Professor Li Meijin also said:


so parents, do not be stingy with their own appreciation and praise, do not worry about their own praise, will make their children get carried away.

understand that every child who grows up is creating unlimited possibilities.

for children, the encouragement and affirmation of parents is the greatest motivation to cultivate self-confidence and develop self-discipline habits.

04

A family in which parents adhere to self-discipline

the author Liu Na, who blossoms in her spare time, shares her parenting experience after 11 years as a mother:

"when I am lazy, children will follow carelessness. When I am in a hurry and disorder, the children will muddle through.

on the contrary, if I am self-disciplined and peaceful, the child will be sensible and hard-working. "

I feel the same way.

We always ask our children to study hard and exercise self-discipline, but we often ignore that the parents are the original and the children are photocopies.

behind those self-disciplined children, there are often self-disciplined parents.

do you remember Chen Yixian, a genius at Tsinghua University who became popular on the Internet last year?

when he was in middle school, some parents in the class came to consult the head teacher. What if the children like to play with their mobile phones?

the head teacher invited Chen Yixian's father to talk about his views.

Dad Chen took out an old machine from his pocket and said:

people were first surprised, then sincerely admired.

it is the 21st century, and father and son still use the old man-machine, and there is no way to play games, let alone play TV dramas or short videos.

it is this restraint that gives Chen Yixian a good learning environment.

when Chen Yixian finishes his homework and has a rest, Chen's parents will not turn on the TV, but will choose to read.

under the influence of his parents, he was embarrassed to have fun, but read books with him.

self-discipline is not spoken, but done.

in the parent-child relationship, it is like the relationship between mirror and imaging.

when parents know self-discipline, restraint and orderly work and life, their children will understand, learn to imitate, and regard it as the highest standard.

parents' self-discipline by example is the best gift for their children, which can benefit them for a lifetime.

after all, the best educational concept is not worth the word "teaching by example".

05

the degree of self-discipline determines the height of a child's life.

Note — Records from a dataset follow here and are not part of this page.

PR #3044, opened 2017-02-16
Present speeches to publishing api

steventux:
https://trello.com/c/J9H6FRK1/611-speech-migration-2-implement-publishing-of-format-to-publishing-api

Presenters for Speech format.

### DIFF
--- a/app/presenters/publishing_api/speech_presenter.rb
+++ b/app/presenters/publishing_api/speech_presenter.rb
@@ -1,0 +1,82 @@
+module PublishingApi
+  class SpeechPresenter
+    include UpdateTypeHelper
+
+    attr_accessor :item
+    attr_accessor :update_type
+
+    def initialize(item, update_type: nil)
+      self.item = item
+      self.update_type = update_type || default_update_type(item)
+    end
+
+    def content_id
+      item.content_id
+    end
+
+    def content
+      content = BaseItemPresenter.new(item).base_attributes
+      content.merge!(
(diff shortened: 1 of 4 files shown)


app/presenters/publishing_api/speech_presenter.rb
```diff
@@ -0,0 +1,82 @@
...
+    def image_payload
+      {
+        image: {
+          alt_text: speaker.name,
+          url: speaker.image.url,
+        }
+      }
+    end
+
+    def links_for_policies
```
gpeng: I know we had a conversation about this but it looks like everything else is using `related_policies` for this, passed as a key to the `LinksPresenter`

steventux: There's actually quite a bit of variation in the content schemas, speech schema and others use the key `policies` https://github.com/alphagov/govuk-content-schemas/blob/master/formats/speech/publisher/links.json#L11 see https://trello.com/c/rXXuFPfS/848-rename-publications-related-policies-links-key for the detail on the differences. Happy to change it but conversations I had with Finding Things team yesterday pointed to retaining the `policies` key and removing the `related_policies` one.

steventux:
Thanks for the review @gpeng updated

app/presenters/publishing_api/speech_presenter.rb
gpeng: Ok. Fair enough.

set rules for the child as soon as possible, guide the child to become a person with rules and bottom lines;

give the child the right to choose independently and lead the child to open the door of interest;

encourage the child to "you can try". Let him sum up his true knowledge in his own practice.

influence children to become self-disciplined and efficient people, making unlimited possibilities in the effective time;

this is the real education.

the best gift parents can give their children is to guide them to develop the habit of self-discipline.

because self-discipline is the greatest freedom.